At this point any issues can be addressed without re-snapshotting so its best to identify them now.
Step 11: Start Replication (original-replica-1)
- Execute “call mysql.rds_start_replication” on original-replica-1
Step 12: Confirm Replication (new-master)
- Once your chain is replicating, original-replica-2 may be deleted
At this point, you should see binlog pass through original-replica-1 across to new-master.
Note that new-master will accept writes, so take care in how you test both the database and the application stack.
Repeat steps 1 through 12 going back to the old account. This may be useful if issues arise during cutover that require moving back to your old account. Any interim transactions executed in the new account during application failover would be replicated back into your old account, with just the need to change endpoint DNS.
Step 13: Disable Writes to Master (original-master)
- Apply a security group limiting access to only controlled clients, remove all other security groups. This allows administration while blocking everyone else. Or other suitable implementation to control write access.
- Execute “show master status” on original-master to collect your binlog file/position.
Step 14: Validate binlog position between Masters (original-master and new-master)
- Execute “show slave status” on new-master and compare to binlog position acquired in Step 13.
Step 15: Stop Replication on Master (new-master)
- Execute “call mysql.rds_stop_replication” on new-master.
Step 16: Reset Replication on Master (new-master)
- Execute “call mysql.rds_reset_replication” on new-master.
- Once this is performed, all references to the replication configuration will be nulled out.
Step 17: Cutover Complete.
We achieved a fully deployed RDS environment across accounts with sub-second replica lag. This was a major factor in allowing us to move our production environment over to a new AWS account and region with a cumulative 17 minute maintenance outage.
Snapshot and Restore
This is implemented by turning off the application, taking a snapshot, sharing the snapshot with the new account, then bringing up a new master database in said account.
Pros: Clicking buttons is easy
Cons: Extended downtime, further enhanced by our usage of multiple read replicas
Taking a snapshot is inconsistent in timing and could take a few minutes to near an hour. Restoring a database has similar challenges, and we also have replica pools to build. All in all, this would have incurred extensive downtime and we would have been unable to support our users during this process.
Cross Account Replication – mysqldump
This is probably the most prevalent source of existing knowledge addressing this challenge. The process basically involves using the AWS documentation around external replication and importing via replication, with the caveat that it is RDS to RDS as opposed to RDS to External or vice versa. Outside of this documentation, there are many examples around the Internet.
Pros: While this presents in all appearances as a slightly brittle process, it seems fundamentally sound if executed with care.
Cons: MySQL dump / restore can be a long process; ensuring not to cross-contaminate rds instance artifacts.

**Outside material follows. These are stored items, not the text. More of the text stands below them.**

PR #1919, opened 2024-07-18
Fix command-enter shortcut for Edit Code

mkondratek:
Fixes https://linear.app/sourcegraph/issue/CODY-2868.
Fixes https://github.com/sourcegraph/cody-issues/issues/307

## Test plan
1. In particular: Having IC 2024.1 and com.intellij.lang.jsgraphql (241.14494.150) plugin installed
2. Edit Code...
3. Trigger the edit with the shortcut

### DIFF
--- a/src/main/resources/META-INF/plugin.xml
+++ b/src/main/resources/META-INF/plugin.xml
@@ -288,8 +288,7 @@
                 <action id="cody.inlineEditEditCode"
                         text="Edit Code"
                         class="com.sourcegraph.cody.edit.InlineEditPromptEditCodeAction" >
-                    <keyboard-shortcut first-keystroke="ctrl ENTER" keymap="$default"/>
-<!--                    replace-all="true"-->
+                    <keyboard-shortcut replace-all="true" first-keystroke="ctrl ENTER" keymap="$default"/>
                 </action>
 
                 <!-- also now dismisses error lens, if showing -->
--- a/src/main/resources/META-INF/plugin.xml
+++ b/src/main/resources/META-INF/plugin.xml
@@ -52,6 +52,9 @@
 
         <applicationService
                 serviceImplementation="com.sourcegraph.cody.config.CodyPersistentAccounts"/>
+
+        <actionPromoter implementation="com.sourcegraph.cody.edit.CodyActionPromoter"/>
+
         <notificationGroup id="cody.auth" displayType="BALLOON"/>
         <notificationGroup id="Sourcegraph errors" displayType="BALLOON"/>
         <notificationGroup id="Sourcegraph: URL sharing" displayType="BALLOON"/>
--- a/src/main/resources/META-INF/plugin.xml
+++ b/src/main/resources/META-INF/plugin.xml
@@ -285,6 +285,13 @@
                     <override-text place="GoToAction" text="Cody: Dismiss"/>
                 </action>
 
+                <action id="cody.inlineEditEditCode"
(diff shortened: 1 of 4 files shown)


src/main/resources/META-INF/plugin.xml
```diff
@@ -52,6 +52,9 @@
 
         <applicationService
                 serviceImplementation="com.sourcegraph.cody.config.CodyPersistentAccounts"/>
+
+        <actionPromoter implementation="com.sourcegraph.cody.edit.CodyActionPromoter"/>
```
mkondratek, line 56: this is the actual fix for this one - thank you JetBrains community Slack for help 😃

src/main/resources/META-INF/plugin.xml
```diff
@@ -285,6 +288,12 @@
                     <override-text place="GoToAction" text="Cody: Dismiss"/>
                 </action>
 
+                <action id="cody.inlineEditEditCode"
+                        text="Edit Code"
+                        class="com.sourcegraph.cody.edit.InlineEditPromptEditCodeAction" >
+                    <keyboard-shortcut replace-all="true" first-keystroke="ctrl ENTER" keymap="$default"/>
```
pkukielka, line 294: I see such comment from @steveyegge in this file:

```
    <!--
        N.B. You have to declare all the Mac keystrokes with ctrl or alt separately,
        even if their definition is identical to $default, because otherwise it will
        result in the actual keybindings switching to command/meta and/or shift.
    -->
```

@mkondratek  could you please check?

pkukielka: Also, please add `<override-text place="GoToAction" text="Cody: Confirm Code Edition"/>`
or something along those lines (it is for search everywhere).

src/main/resources/META-INF/plugin.xml
```diff
@@ -285,6 +288,12 @@
                     <override-text place="GoToAction" text="Cody: Dismiss"/>
                 </action>
 
+                <action id="cody.inlineEditEditCode"
+                        text="Edit Code"
```
pkukielka, line 292: I think text should not be `Edit Code`. We already have other `Edit Code` and I think both will be displayed in the key bindings settings with the same name (for button on the edit dialog we can have custom name, if needed).

mkondratek: We have `Edit Code...` action (not the three dots!) - it's a common practice in JB that the actions that open dialogs or need some confirmation have `...` suffix. IMHO it's a good enough to distinguish them (we clearly indicate what the shortcuts do and display them - it's super clear).

src/main/resources/META-INF/plugin.xml
mkondratek: `text="Cody: Confirm Code Edition"` that would be different from the text in the button and hence confusing imho

pkukielka: Problem is that we have two "Edit Code" now. One to open edit code prompt and second for confirming the edit. they somehow need to have different names.

pkukielka: I missed your second comment about `...`.
In this case: `<override-text place="GoToAction" text="Cody: Edit Code"/>`
Still we need to add `Cody: ` part.

mkondratek: done

pkukielka (approved):
LGTM

PR #1922, opened 2024-07-18
Shut down agent after each test

odisseus:
Since the `CodyIntegrationTextFixture` starts a fresh agent for every test case, we need to shut down those agents during cleanup. Otherwise the leftover agent processes clog the RAM (each Node process takes 50-250 MB), and the JVM threads which listen to them keep running forever.

## Test plan

Manually run the stability check in CI
[1000 repetitions](https://github.com/sourcegraph/jetbrains/actions/runs/10073107716) (5000 individual test cases): 2 hours 40 minutes, 118 failures

### DIFF
--- a/src/integrationTest/kotlin/com/sourcegraph/cody/util/CodyIntegrationTextFixture.kt
+++ b/src/integrationTest/kotlin/com/sourcegraph/cody/util/CodyIntegrationTextFixture.kt
@@ -49,6 +49,13 @@ open class CodyIntegrationTextFixture : BasePlatformTestCase() {
           logger.warn("Error shutting down session", x)
         }
       }
+      CodyAgentService.getInstance(myFixture.project).apply {
+        try {
+          stopAgent(project)
+        } catch (x: Exception) {
+          logger.warn("Error shutting down agent", x)
+        }
+      }
     } finally {
       super.tearDown()
     }


mkondratek (approved):
lgtm

src/integrationTest/kotlin/com/sourcegraph/cody/util/CodyIntegrationTextFixture.kt
```diff
@@ -49,6 +49,13 @@ open class CodyIntegrationTextFixture : BasePlatformTestCase() {
           logger.warn("Error shutting down session", x)
         }
       }
+      CodyAgentService.getInstance(myFixture.project).apply {
+        try {
+          dispose()
```
pkukielka: This is not shutting down agent, but finishing current fixup session.
IMHO it makes sense to wait for such finish, but if it is not able to finish itself in a given time window it should be a test failure.
So instead of disposing it we should wait and check there.

src/integrationTest/kotlin/com/sourcegraph/cody/util/CodyIntegrationTextFixture.kt
```diff
@@ -259,7 +266,7 @@ open class CodyIntegrationTextFixture : BasePlatformTestCase() {
   }
 
   companion object {
-    const val ASYNC_WAIT_TIMEOUT_SECONDS = 10L
+    const val ASYNC_WAIT_TIMEOUT_SECONDS = 30L
```
pkukielka: Why is that needed? In the replay mode whole test should finish in well under 10s, not to mention single call.
Or maybe is it needed for the recording mode?
If so, maybe we should have configurable timeouts in the gradle config?

odisseus: Reverted

PR #1921, opened 2024-07-18
Code Actions Support (Ask Cody to Fix)

RXminuS:
Depends on #1931 

Add the ability for the Agent to provide CodeActions. In practice this means "Ask Cody to Fix" is now supported as a QuickFix on errors shown in JetBrains.

https://github.com/user-attachments/assets/f3bad3fd-cd67-427c-baa6-449a4c0dfd48

## FAQ

**Q: What errors are supported?**
A: Any errors shown in the JetBrains UI. Cody doesn't do any code analysis, we simply pass the issues that JetBrains is showing along. These Issues (or Inspections as they're known) can come both from JetBrain's language support, external Plugins as well as custom Inspections.

**Q: Can Cody explain the error like in VSCode?**
A: Not yet, but the foundational support is there now so it will be easy enough to add soon.

Fixes CODY-2788, CODY-2830

## Test plan
- Verified that existing unit & integration tests work with Protocol migrated protocol classes
- Manually verified that "Ask Cody to Fix" command is correctly shown and invoked. Most of the logic remains on the Agent.
- Isolated changes on FixupSession to FixupSessionV2 to not introduce bugs in FixupSessionV1 dependent codepaths which currently have low test coverage.

PR #1931, opened 2024-07-22
Generated Protocol Bindings

RXminuS:
Adds generated protocol bindings for use in #1921  

## Test plan

- Doesn't use generated protocol bindings. Verified that build still works


build.gradle.kts
```diff
@@ -341,6 +345,57 @@ tasks {
     return buildCodyDir
   }
 
+  fun copyProtocol(): Unit {
+    // This is just a temporary solution to make it easier to use certain generated protocol
+    // messages.
+    // Ultimately this should entirely be replaced by use of the generated protocol.
+    if (!isForceProtocolCopy) {
```
pkukielka, line 352: What is the purpose of this flag if it needs to always be set for task to have any effect?
Shouldn't force be necessary only if the protocol files already exists? (is it even an option that no such files would be present)?
If that flag is always needed then equally good we can just not have it.

pkukielka (approved):
LGTM except one other comment.

mkondratek (approved):
ok but pls note the Peter's comment

build.gradle.kts
RXminuS: I'll address this when we set up CI & automatic generation on builds etc. For now it's all manual while we iron out the wrinkles

PR #2140, opened 2024-08-28
Fix triggering commands from webview

pkukielka:
Fixes CODY-3531
Fixes CODY-3533

## Test plan

1. Trigger Document command from webview ui `Prompts & Commands` tab
2. It should work :)


mkondratek (approved):
robi sens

In rds to external replication, it doesn’t matter if some RDS specific configurations, settings, or tables get sent across as it would in theory be ignored. We set this up with a clean RDS instance in our new account and piping the mysql dump through a jump box that could talk to both instances. Note that we accumulated 16 hours of binlog that had to be processed once we turned replication back on (you should do this from a read replica that has replication paused). Ultimately this solution, while viable, was proven less desirable due to spiking replica lag amongst other concerns.

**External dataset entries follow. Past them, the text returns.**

PR #2144, opened 2024-08-28
Enable JCEF in integration tests

mkondratek:
## Test plan
1. IntelliJ does not complain about the env variable being "false"

### DIFF
--- a/build.gradle.kts
+++ b/build.gradle.kts
@@ -302,8 +302,7 @@ fun Test.sharedIntegrationTestConfig(buildCodyDir: File, mode: String) {
       "CODY_TEMPERATURE_ZERO" to "true",
       "CODY_TELEMETRY_EXPORTER" to "testing",
       // Fastpass has custom bearer tokens that are difficult to record with Polly
-      "CODY_DISABLE_FASTPATH" to "true",
-      "ide.browser.jcef.headless.enabled" to "true")
+      "CODY_DISABLE_FASTPATH" to "true")
 
   useJUnit()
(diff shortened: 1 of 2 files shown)


build.gradle.kts
```diff
@@ -226,7 +226,7 @@ fun Test.sharedIntegrationTestConfig(buildCodyDir: File, mode: String) {
       "CODY_TELEMETRY_EXPORTER" to "testing",
       // Fastpass has custom bearer tokens that are difficult to record with Polly
       "CODY_DISABLE_FASTPATH" to "true",
-  )
+      "ide.browser.jcef.headless.enabled" to "true")
```
mkondratek: it still complains... 🤔 

```
[   6779]   WARN - #c.i.u.j.JBCefApp - JCEF is manually disabled in headless env via 'ide.browser.jcef.headless.enabled=false'
```

dominiccooney: I don't think these are environment variables, but Registry properties?

`com. intellij. openapi. util. registry.Registry.get("ide.browser.jcef.headless.enabled").setValue("true")` something like that...

dominiccooney: Ping @mkondratek

mkondratek: Thanks Dominic. I tried setting this in the test setup. Something goes wrong in the test execution in CI. I have no time to focus on it now. Hopefully, I will get back to it later this week.

mkondratek:
won't fix. we are going to switch to the other integration tests anyway

PR #2148, opened 2024-08-28
Make offscreen rendering a default

pkukielka:
## Test plan

1. Run IDE
2. Check if problems mentioned there: https://linear.app/sourcegraph/issue/CODY-3545/decide-if-we-should-go-with-offscreenrendering-enabled-or-disabled in the section **OffScreenRendering disabled** are gone


danielmarquespt (approved):
Approved

PR #2154, opened 2024-08-29
Make getIdeaInstallDir more generic to support other platform types

mkondratek:
## Test plan
1. runIde with pycharm and with idea

### DIFF
--- a/build.gradle.kts
+++ b/build.gradle.kts
@@ -409,12 +409,23 @@ tasks {
           "cody.autocomplete.enableFormatting" to
               (project.property("cody.autocomplete.enableFormatting") ?: "true"))
 
-  fun getIdeaInstallDir(ideaVersion: String, ideaType: String): File? {
+  fun getPlatformName(ideaType: String) =
+      when (ideaType) {
+        "PC" -> "pycharm"
+        "IC",
+        "IU" -> "idea"
+        else -> throw IllegalArgumentException("Unsupported ideaType: $ideaType")
+      }
+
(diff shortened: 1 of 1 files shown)


build.gradle.kts
```diff
@@ -409,12 +409,23 @@ tasks {
           "cody.autocomplete.enableFormatting" to
               (project.property("cody.autocomplete.enableFormatting") ?: "true"))
 
-  fun getIdeaInstallDir(ideaVersion: String, ideaType: String): File? {
+  fun getPlatformName(ideaType: String) =
```
pkukielka, line 412: https://github.com/JetBrains/intellij-platform-gradle-plugin/blob/main/src/main/kotlin/org/jetbrains/intellij/platform/gradle/IntelliJPlatformType.kt

mkondratek: Not yet available with 1.17.4, we must move to the new gradle plugin (v2).

pkukielka: Maybe just after launch it will be good time to do that anyway?

dominiccooney (approved):
Being able to test more IDEs sounds great.

- Please update the CONTRIBUTING.md documenting how to use this.
- Why did you stop at just pycharm? Could you add Goland, we seem to get a bunch of issues from Goland users. Ideally a bunch of 'em.
- Upgrading the build infra sounds good.

mkondratek:
It looks like we do not need these changes with the new intellij gradle platform plugin 2. closing!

Cross Account Replication – AWS Database Migration Service
DMS provides the capability to both replicate a database as well as present ongoing changes via CDC. While this is a useful ETL tool and can provide some capabilities for disaster recovery, it was evaluated and not considered adequate as it is primarily focused on shipping schema and data as opposed to a complete replication of a database system and all the ancillary artifacts.